Défaillances administratives dans la gestion municipale des dossiers
La commission a déterminé que le bureau de protection de la jeunesse souffrait d'un manque de communication claire, d'interprétations divergentes des faits signalés et d'une absence totale de direction ferme. Bien que le personnel ait eu connaissance de l'agression sexuelle, de l'enregistrement vidéo, des menaces de chantage et de la demande de la victime de contacter la police, aucun dossier formel de protection de l'enfance n'a été ouvert. Au lieu d'établir un plan de protection adapté pour les deux sœurs, les responsables municipaux ont tenu des discussions à plusieurs niveaux hiérarchiques sans exécuter les décisions. Chaque niveau administratif a renvoyé la responsabilité à un autre, laissant l'agence municipale dépendre entièrement de l'organisation indépendante de travail social. Les forces de l'ordre n'ont eu connaissance des crimes qu'en février 2026, lorsque le père de la victime a déposé une plainte officielle auprès de la police.

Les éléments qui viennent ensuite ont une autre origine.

PR #199, opened 2018-01-13
Parameter validation cleanup

TwP:
This removes parameter validation code from the `Docs` module and relies on the `ApiSpec` validations that we now have in the client request method.

/cc @look && @elireisman

### DIFF
--- a/lib/elastomer/client/docs.rb
+++ b/lib/elastomer/client/docs.rb
@@ -15,7 +15,6 @@ module Elastomer
       Docs.new self, name, type
     end
 
-
     class Docs
       # Create a new document client for making API requests that pertain to
       # the indexing and searching of documents in a search index.
@@ -554,6 +553,11 @@ Percolate
         client.multi_percolate(params, &block)
       end
 
+      SPECIAL_KEYS= %i[
+        index type id version version_type op_type routing parent timestamp ttl
+        consistency replication refresh wait_for_active_shards
+      ].inject({}) { |h,k| h[k] = "_#{k}"; h }.freeze
+
       # Internal: Given a `document` generate an options hash that will
       # override parameters based on the content of the document. The document
       # will be returned as the value of the :body key.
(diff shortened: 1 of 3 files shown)


lib/elastomer/client/docs.rb
```diff
@@ -554,6 +553,11 @@ def multi_percolate(params = {}, &block)
         client.multi_percolate(params, &block)
       end
 
+      SPECIAL_KEYS= %i[
```
elireisman: There's one corner case to consider where the param remains but no longer has the leading underscore on ES5 such as `_op_type` ➡️ `op_type` that I'm handling in the monkeypatch shims in github/github right now, but we could conceivably handle in the client too/instead if you want?

We'd probably still want the client to fail fast for mismatches and let the end user handle as they see fit instead of silently shimming as we do for our own upgrade.

TwP: When I was first writing the `elastomer-client` gem I noticed that Elasticsearch would return extra information along with documents when you did a search. It returns things like `_version`, `_index`, `_type`, `_id`, etc. I thought it would be clever to use this same style of underscore prefix to denote request params that can be passed to Elasticsearch when indexing - a convenient shorthand.

All the leading underscores are removed when these special keys are converted to request params. Those request params then go through the normal parameter validation flow that we implemented this past week.

So I'm not entirely sure what the special `op_type` case is - this code will **always** remove the leading underscore.

elireisman: Ah I think I see what's up with `op_type` - ES5 build was failing on bad `_op_type` param for audity entry and I shimmed it [here](https://github.com/github/github/blob/0916b7724e5fe25a29d4d39eb6753f1914a64a7c/lib/elastomer/adapters/audit_entry.rb#L50), but looks like it was just being passed wrong with the underscore on ES2 also and getting by silently. I'll try it out and if so, remove the shim now.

Vous n'avez pas été suffisamment protégée et entendue. Cela n'aurait pas dû arriver.
Conséquences juridiques et réformes institutionnelles
La conseillère municipale sortante de la jeunesse de Neukölln, Sarah Nagel, a reconnu que des défaillances professionnelles s'étaient produites à tous les niveaux de l'administration municipale. L'Office central de la police criminelle de Berlin (LKA) et le parquet de Berlin mènent actuellement des enquêtes pénales contre plusieurs adolescents pour des infractions sexuelles présumées. Le club de jeunes de la Wutzkyallee est fermé depuis le 13 mars 2026, bien que le bureau de district de Neukölln ait l'intention de rouvrir le lieu une fois que des structures de sécurité adéquates seront en place. Le rapport de 47 pages recommande d'imposer des concepts de protection obligatoires dans tous les établissements municipaux pour la jeunesse et de remanier les protocoles de gestion des dossiers au sein du bureau de protection de la jeunesse afin de garantir une intervention rapide.